Urteil vom 24. Februar 2020

Strafrechtliche Abteilung

Besetzung

Bundesrichter Denys, Präsident,

Gerichtsschreiberin Arquint Hill.

Verfahrensbeteiligte

1. A.A.________,

2. B.A.________,

Beschwerdeführer,

gegen

1. Oberstaatsanwaltschaft des Kantons Luzern,

2. Vollzugs- und Bewährungsdienst des Kantons Luzern,

Beschwerdegegner.

Gegenstand

Besuchs- und Kontaktregelung, Wiederherstellung der aufschiebende Wirkung;
Nichteintreten,

Beschwerde gegen die Verfügung des Kantonsgerichts Luzern, 2. Abteilung, vom
14. Januar 2020.

Der Präsident zieht in Erwägung:

1. 

Das Kriminalgericht des Kantons Luzern stellte am 8. Mai 2000 fest, dass der
Beschwerdeführer gemeinsam mit seiner Mutter, der Beschwerdeführerin, seinen
Vater getötet und damit den Tatbestand des Mordes erfüllt hat. Infolge
Unzurechnungsfähigkeit sprach das Kriminalgericht den Beschwerdeführer von
Schuld und Strafe frei und ordnete eine ambulante Massnahme an. Nachdem das
kantonale Sicherheitsdepartement das Scheitern der Massnahme festgestellt
hatte, ordnete das Kriminalgericht am 29. März 2004 eine stationäre Massnahme
an. Am 26. Januar 2011 wurde der Beschwerdeführer aus der Massnahme bedingt
entlassen; am 22. Oktober 2015 erfolgte eine Rückversetzung in den stationären
Massnahmevollzug. Am 23. Dezember 2019 hob das Kantonsgericht Luzern die
stationäre Massnahme auf. Der Beschwerdeführer wird auf den 4. März 2020
zuhanden der zuständigen zivilrechtlichen Behörden entlassen.

2. 

Der Beschwerdeführer befindet sich im Pflegezentrum C.________. Am 9. Mai 2019
erliess dieses eine Besuchsregelung, wogegen sich der Beschwerdeführer und die
Beschwerdeführerin wehrten. Daraufhin legte der Vollzugs- und Bewährungsdienst
des Kantons Luzern (VBD) am 13. Dezember 2019 eine Besuchs- und Kontaktregelung
(Anzahl der Besuche im Heim pro zwei Wochen, Anzahl der Telefonanrufe pro
Woche) mit Verfügung fest. Einer allfälligen Beschwerde wurde die aufschiebende
Wirkung entzogen. Die Beschwerdeführer wandten sich mit
Verwaltungsgerichtsbeschwerde an das Kantonsgericht Luzern, welches deren
Gesuch um Wiederherstellung der aufschiebenden Wirkung mit Verfügung vom 14.
Januar 2020 insofern guthiess, als der VBD die Besuchs- und Kontaktregelung
generell auf alle Bezugspersonen und Telefonanrufe ausgeweitet hatte. Im
Übrigen, d.h. bezogen auf die Regelung des persönlichen Verkehrs zwischen den
Beschwerdeführern, wies es das Gesuch ab.

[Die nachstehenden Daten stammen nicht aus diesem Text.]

PR #428, opened 2023-02-22
fix non-determistic fakenet validator key with Go 1.20

hadv:
There's a change of package crypto/ecdsa from Go 1.20.1 that not generating deterministic keys using GenerateKey(). On the fakenet, we call get fake validator keys in 3 difference places (genesis, config and keystore) so the fake validator keys were difference, which make the error.

We need to find a way to generate deterministic keys or generating only one time and re-use in other place. The issue might happen again when user running fakenet on multiple validators then the fake validators on each fakenet node might be difference as well.

So we might to hard code the fakenet validator keys, but the issue is the total number of validators is not fixed but for testing I think we can limit to maximum 10 validators?


hadv:
**_Note:_** by the way, some tests on https://github.com/Fantom-foundation/go-opera/blob/develop/gossip/mps_test.go and https://github.com/Fantom-foundation/go-opera/blob/master/gossip/heavycheck_test.go will be failed if we use random fakenet validators. It seems that we has some specific assumption on the test code

But if we generate deterministic validator keys from old version of `crypto` lib, then all the test passed now.

evmcore/apply_fake_genesis.go
```diff
@@ -34,6 +34,121 @@ import (
...
+	key30, key31, key32, key33, key34, key35, key36, key37, key38, key39,
+	key40, key41, key42, key43, key44, key45, key46, key47, key48, key49,
+	key50, key51, key52, key53, key54, key55, key56, key57, key58, key59,
+	key60, key61, key62, key63, key64, key65, key66, key67, key68, key69,
+	key70, key71, key72, key73, key74, key75, key76, key77, key78, key79,
+	key80, key81, key82, key83, key84, key85, key86, key87, key88, key89,
+	key90, key91, key92, key93, key94, key95, key96, key97, key98, key99,
+	key00,
+}
+
```
cyberbono3: I would put variables `keys` and `key00..key99` inside `FakeKey` to make them local as they are accessed only  in `FakeKey`.  Why you add `key00` second time in L149?

hadv: Okay, `key00` actually is `key100`, the `key00` at zero index is not used because the validator key start from 1

evmcore/apply_fake_genesis.go
```diff
@@ -93,12 +94,123 @@ func MustApplyFakeGenesis(statedb *state.StateDB, time inter.Timestamp, balances
...
+		key10, key11, key12, key13, key14, key15, key16, key17, key18, key19,
+		key20, key21, key22, key23, key24, key25, key26, key27, key28, key29,
+		key30, key31, key32, key33, key34, key35, key36, key37, key38, key39,
+		key40, key41, key42, key43, key44, key45, key46, key47, key48, key49,
+		key50, key51, key52, key53, key54, key55, key56, key57, key58, key59,
+		key60, key61, key62, key63, key64, key65, key66, key67, key68, key69,
+		key70, key71, key72, key73, key74, key75, key76, key77, key78, key79,
+		key80, key81, key82, key83, key84, key85, key86, key87, key88, key89,
+		key90, key91, key92, key93, key94, key95, key96, key97, key98, key99,
+	}
```
cyberbono3: I would change the type of `n` to `uint` to satisfy your condition at L211 as `n` can not be negative. I think, there is an idiomatic way to declare multiple variables inside `FakeKey` like that:
```
var (
     key = ...
     keys = [100]*ecdsa.PrivateKey{
)
```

Dagegen gelangen die Beschwerdeführer an das Bundesgericht.

3. 

Der angefochtene vorinstanzliche Entscheid ist kein Endentscheid im Sinne von
Art. 90 BGG. Er schliesst das Verfahren nicht ab, sondern regelt
ausschliesslich die Frage der aufschiebenden Wirkung des gegen die Verfügung
des VBD erhobenen Rechtsmittels. Er ist mithin ein selbständig eröffneter
Zwischenentscheid gemäss Art. 93 BGG. Nach Art. 93 BGG ("Andere Vor- und
Zwischenentscheide") ist gegen selbständig eröffnete Vor- und
Zwischenentscheide die Beschwerde an das Bundesgericht unter anderem zulässig,
wenn sie einen nicht wiedergutzumachenden Nachteil bewirken können (Abs. 1 lit.
a; vgl. dazu BGE 141 IV 289 E. 1.2; 139 IV 113 E. 1; je mit Hinweisen). Die
Nichtwiederherstellung der aufschiebenden Wirkung führt vorliegend dazu, dass
die Regelung des VBD sofort umgesetzt wird mit der Folge, dass die
Beschwerdeführer untereinander im Rahmen ihres persönlichen Verkehrs Kontakt-
und Besuchseinschränkungen hinzunehmen haben. Dies stellt für sie einen nicht
wiedergutzumachenden Nachteil im Sinne von Art. 93 BGG dar.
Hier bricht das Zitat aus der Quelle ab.